In all, Howell Jackson served seven years on the federal circuit court. He demonstrated a meticulous mind, adept at wading through the details of contracts and patent cases that formed a large part of his docket as an appellate judge, though not at crafting concise and interesting opinions in these cases. During his years on the circuit court, Mr. Jackson also cemented a friendship with a federal district judge in Michigan, Henry Billings Brown. This friendship proved fortuitous for both judges since each assisted the other in obtaining a position on the U.S. Supreme Court.
Jackson served on the Sixth Circuit until 1893, when President Benjamin Harrison, despite the difference in their respective political parties, nominated him to be an Associate Justice of the Supreme Court of the United States upon the death of Lucius Q. C. Lamar. His nomination was non-partisan, and was announced on February 2, 1893. He was confirmed 16 days later by a unanimous Senate vote at the age of 60. Howell Jackson wrote 46 opinions and four dissents during his service.

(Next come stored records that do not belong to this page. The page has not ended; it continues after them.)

PR #230, opened 2017-05-22
Similarity plugin (WIP)

ralsina:
https://github.com/getnikola/nikola/issues/1702

### DIFF
--- a/v7/similarity/README.md
+++ b/v7/similarity/README.md
@@ -11,8 +11,7 @@ For example, if your post is in `output/foo/bar.html` then
 the related posts data will be in `output/foo/bar.html.related.json`
 and looks like this:
 
-```
-[
+```[
   {
     "detailed_score": [
       0,
@@ -43,4 +42,33 @@ Caveats:
 * You will need to hack your templates to load the
   similarity data and display it to the user.
 
-**TODO** Add example JS to load and display data
+Assuming you use a theme that makes JQuery available like bootstrap3,
+this would work. If not, change as needed.
+
+In post.tmpl, where you want the related post links to appear:
+
+```html
+    <div id="related-posts" class="related">
+    <h3>Related Posts:</h3>
+    </div>
+```
+
+And then add a script to load them there, like this:
+
+```
+<%block name="extra_js">
+    <script>
+        jQuery.getJSON("${post.permalink()}.related.json", null, function(data){
+            var items = [];
+            $.each(data, function(i) {
+                items.push("<li><a href="+data[i].url+">"+data[i].title+"</a></li>")
+            });
+            $( "<ul/>", {
+                "class": "related-items",
+                html: items.join( "" )
+            }).appendTo( "#related-posts" );
+        });
+    </script>
+</%block>
+
+```
--- a/v7/similarity/README.md
+++ b/v7/similarity/README.md
@@ -1,0 +1,46 @@
+A plugin to create "related posts" data.
+
+This plugin uses [gensim](https://radimrehurek.com/gensim/) to
+analyze your posts and find which ones are similar to one another.
+
+The scoring mechanism is "inspired" by [YARPP](https://www.slideshare.net/mitcho/the-yet-another-related-posts-plugin-algorithm-explained/9)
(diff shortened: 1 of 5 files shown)


v7/similarity/similarity.py
```diff
@@ -0,0 +1,61 @@
...
+# WARRANTIES OF MERCHANTABILITY, FITNESS FOR A PARTICULAR
+# PURPOSE AND NONINFRINGEMENT. IN NO EVENT SHALL THE AUTHORS
+# OR COPYRIGHT HOLDERS BE LIABLE FOR ANY CLAIM, DAMAGES OR
+# OTHER LIABILITY, WHETHER IN AN ACTION OF CONTRACT, TORT OR
+# OTHERWISE, ARISING FROM, OUT OF OR IN CONNECTION WITH THE
+# SOFTWARE OR THE USE OR OTHER DEALINGS IN THE SOFTWARE.
+
+from __future__ import print_function, unicode_literals
+
+import gensim
```
Kwpolska: needs a requirements.txt file

v7/similarity/similarity.py
```diff
@@ -0,0 +1,61 @@
...
+        lsi = gensim.models.LsiModel(corpus, id2word=dictionary, num_topics=2)
+        index = gensim.similarities.MatrixSimilarity(lsi[corpus])
+
+        for i, post in enumerate(self.site.timeline):
+            doc = texts[i]
+            vec_bow = dictionary.doc2bow(doc)
+            vec_lsi = lsi[vec_bow]
+            sims = index[vec_lsi]
+            sims = sorted(enumerate(sims), key=lambda item: -item[1])
+            print(i, sims[:10])
```
Kwpolska: Hm, shouldn’t this write to eg. a JSON file? Or otherwise make available to others?

Also, you have no doit tasks here.

ralsina: That was very early code :)

ralsina: That was very early code :)

v7/similarity/similarity.py
```diff
@@ -0,0 +1,124 @@
...
+                title_sims = [title_similarity(post, p) for p in self.site.timeline]
+                full_sims = [tag_sims[i] + title_sims[i] + body_sims[i] * 1.5 for i in range(len(self.site.timeline))]
+                full_sims = sorted(enumerate(full_sims), key=lambda item: -item[1])
+                related = [(self.site.timeline[s[0]], s[1], tag_sims[s[0]], title_sims[s[0]], body_sims[s[0]]) for s in full_sims[:11] if s[0] != i]
+                task = {
+                    'basename': self.name,
+                    'name': out_name,
+                    'targets': [out_name],
+                    'actions': [(write_similar, (out_name, related))],
+                    # 'file_dep': ['####MAGIC####TIMELINE'],
```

At the end of the Civil War, Howell Jackson became a Democrat. He supported issues such as civil service reforms, creation of an Interstate Commerce Commission, and restrictions of Chinese immigration.
Connections
Mr. Jackson came into contact with Sophia Malloy, the daughter of one of the firm’s banking clients. They formed their own marital partnership in 1859. Together the couple would have six children. Tragedy struck, however, in 1873 when an epidemic of contagious diseases descended on Memphis and claimed Sophia’s life. Following the loss of his wife, Mr. Jackson returned to Jackson, Tennessee, where he formed a new law partnership with General Alexander Campbell. He soon remarried, to Mary E. Harding, whose father, General W. G. Harding, divided his 3,000-acre plantation and stock farm between his two daughters and their families. Howell Jackson and his wife took over part of the plantation while his wife’s sister - fortuitously married to Mr. Jackson’s brother - assumed control of the remaining portion of the plantation.